Keynote Blogger: Emily Doyle, FEASt (Food Education Action St. John’s)
Three years ago I became involved in the local movement towards food security. I have worked on industrial pig and chicken farms and have learned a great deal about the industrial agriculture system, now referred to as conventional agriculture. In Newfoundland, I dream of days living off the coast, farm animals in the back, bulk buying and local governance and community. In a way, that is what is being proposed by the local food movement – which makes a strong case for exploring alternatives for community enhancement and sustainability.
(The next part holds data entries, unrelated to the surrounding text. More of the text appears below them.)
PR #805, opened 2015-02-10
added a failing test for ObservableAsPropertyHelper

pdoh00:
My first try at a PR to RxUI. Let me know if I am Doing It Wrong**TM**

This PR is to show a scenario I am running into, which ToProperty doesn't set the property when I think it should.  If you step through the test you will see the .Do actually executes, but then the property value is not set. I doubt the .sln change is needed, but I wasn't sure, so I left it in for now.


pdoh00:
The answer to this failing Pull Request is to only have one expression per ToProperty.  What was happening was that the second ToProperty paves over the first.  When the need arises to have multiple events fill the same property value then the answer is to use an Observable.Merge for each event and run the ToProperty off the Merge observable.

PR #811, opened 2015-02-22
Fix handling of null PropertyName values in INPCObservableForProperty

asarium:
The documentation for [INotifyPropertyChanged.PropertyChanged](https://msdn.microsoft.com/en-us/library/system.componentmodel.inotifypropertychanged.propertychanged.aspx) says that `null` and `string.Empty` are valid values for the PropertyName and indicate that the whole object has changed. The current version of `INPCObservableForProperty` ignores such values.
This pull request adds support for these values and also adds tests for the `INPCObservableForProperty` class.


paulcbetts:
Thanks @asarium!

Years ago, people had a different type of knowledge, one that is perhaps being lost due to its current undervaluation. We live in the days of the oil economy and who knows where we would be without oil. The days of the past are remembered for their harshness. But absolutes are what we are dealing with here – this is good – that is the past. Starting locally and at odds with mainstream economics and culture is a challenge. Many of our lot work for free and try to live simply. Building capability from the ground up and moving slow we aim for small steps. A garden attached to every school and hospital, the ability to walk to work and shop, knowledge of planting, harvesting, preparing, and storing – a cyclical concept. But I’m just learning how to grow my sprouts – it’s a life process.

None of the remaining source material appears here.